What this means for undertakings
The Czech Competition Authority expects the new model to improve its ability to identify genuinely risky mergers. For undertakings, however, this means a need for more careful planning and increased legal vigilance. Undertakings should:
- Expect that even sub-threshold deals may end up requiring approval;
- Include competition-law analysis in the due diligence of smaller acquisitions;
- Consider informal pre-notification discussions with the Czech Competition Authority in borderline cases;
- Anticipate potential delays if the authority decides to invoke call-in powers.
Our commentary
On one hand, the call-in model can strengthen the Czech Competition Authority’s ability to capture competitively sensitive transactions that would otherwise escape scrutiny. On the other hand, it introduces significantly greater uncertainty for undertakings: even sub-threshold mergers may be called in retroactively, requiring more extensive advance analysis and interaction with the authority.

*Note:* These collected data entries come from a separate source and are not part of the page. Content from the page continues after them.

PR #793, opened 2021-09-01
Silverback Iframe & Playwright

Leksat:
## Description of changes

Moved all our iframe related work to Silverback.

I split the work into several commits. Maybe it can help review the PR.

## Motivation and context

To not have duplicated code in projects.

## How has this been tested?

Mainly with Playwright tests.

### What can be improved in the test runner

Currently Drupal authentication is solved with `drupalLogin`/`drupalLogout` helpers. This works, but it should be possible to re-do the auth with https://playwright.dev/docs/test-fixtures/. The idea is to use fixtures to extend `test`. In addition to `page` argument, it could provide `authPage` which could be used to make changes via Drupal UI.

I tried to implement the above, but it did not work. Playwright were just hanging. But maybe I did something wrong.

Also, I tried to use https://playwright.dev/docs/auth/#reuse-authentication-in-playwright-test. It worked but did not make a lot of sense because in the tests I needed both authorized and anonymous contexts.

## Other findings

[zx](https://www.npmjs.com/package/zx) (+ [tcp-port-used](https://www.npmjs.com/package/tcp-port-used) + [cross-port-killer](https://www.npmjs.com/package/cross-port-killer)) - I will never write a bash script again 😄


packages/composer/amazeelabs/silverback_iframe_theme/silverback_iframe_theme.info.yml
```diff
@@ -0,0 +1,37 @@
...
+      theme:
+        css/commerce_checkout.progress.css: false
+  commerce_checkout/form:
+    css:
+      theme:
+        css/commerce_checkout.form.css: false
+  address/form:
+    css:
+      theme:
+        css/address.form.css: false
```
pmelab: Those excludes feel arbitrary. I think we should either remove the entire CSS layer (probably `theme` and `layout`?) entirely, or we leave these untouched and leave it to the projects sub-theme to exclude unused styles. In cases where the embedded pages are not central to the actual product, we might actually want these styles and just slightly adjust them.

apps/silverback-drupal/web/modules/custom/silverback_gatsby_test/src/Entity/Server.php
```diff
@@ -0,0 +1,45 @@
+<?php
+
+namespace Drupal\silverback_gatsby_test\Entity;
+
+use Drupal\Core\Utility\Error;
+use Drupal\graphql\Entity\Server as ServerOriginal;
+use Drupal\graphql\GraphQL\Execution\ExecutionResult as CacheableExecutionResult;
+use GraphQL\Server\OperationParams;
+
+// TODO: Remove once https://github.com/drupal-graphql/graphql/issues/1195 is
```
pmelab, line 10: Shouldn't we create a patch and a proxy package instead?

apps/silverback-drupal/web/modules/custom/silverback_gatsby_test/src/Plugin/GraphQL/Schema/SilverbackGatsbyTestSchema.php
```diff
@@ -93,6 +93,19 @@ public function getResolverRegistry(): ResolverRegistryInterface {
       $builder->produce('url_path')->map('url', $builder->fromParent()),
     ));
 
+    $addResolver('Webform.path',
+      $builder->compose(
+        $builder->produce('entity_url')->map('entity', $builder->fromParent()),
+        $builder->produce('url_path')->map('url', $builder->fromParent())
+      )
```
pmelab, line 100: This is repeated _a lot_. Wouldn't it make sense to also auto-create these resolvers when we have a `@path` directive on an `@entity` type?

apps/silverback-drupal/web/modules/custom/silverback_gatsby_test/src/Plugin/GraphQL/Schema/SilverbackGatsbyTestSchema.php
```diff
@@ -93,6 +93,19 @@ public function getResolverRegistry(): ResolverRegistryInterface {
...
+    );
+    $addResolver('Webform.url',
+      $builder->compose(
+        $builder->produce('entity_url')->map('entity', $builder->fromParent()),
+        $builder->callback(fn (Url $url) => $url->setAbsolute()->toString(TRUE)->getGeneratedUrl())
+      )
```
pmelab, line 106: Also a candidate for a dedicated `@url` directive with auto-resolvers.

packages/npm/@amazeelabs/silverback-playwright/src/drupal-auth.ts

Much will depend on how transparently and predictably the Czech Competition Authority applies this tool – particularly how clearly it defines high-risk sectors and how frequently it resorts to call-in requests. We strongly encourage the Czech Competition Authority to publish guidance alongside the introduction of the call-in mechanism, indicating in which sectors and scenarios call-ins are likely – and, equally important, where undertakings can expect a “safe harbour.” Only then can the risk be mitigated that the new regime will raise transaction costs or even have a chilling effect on acquisition activity.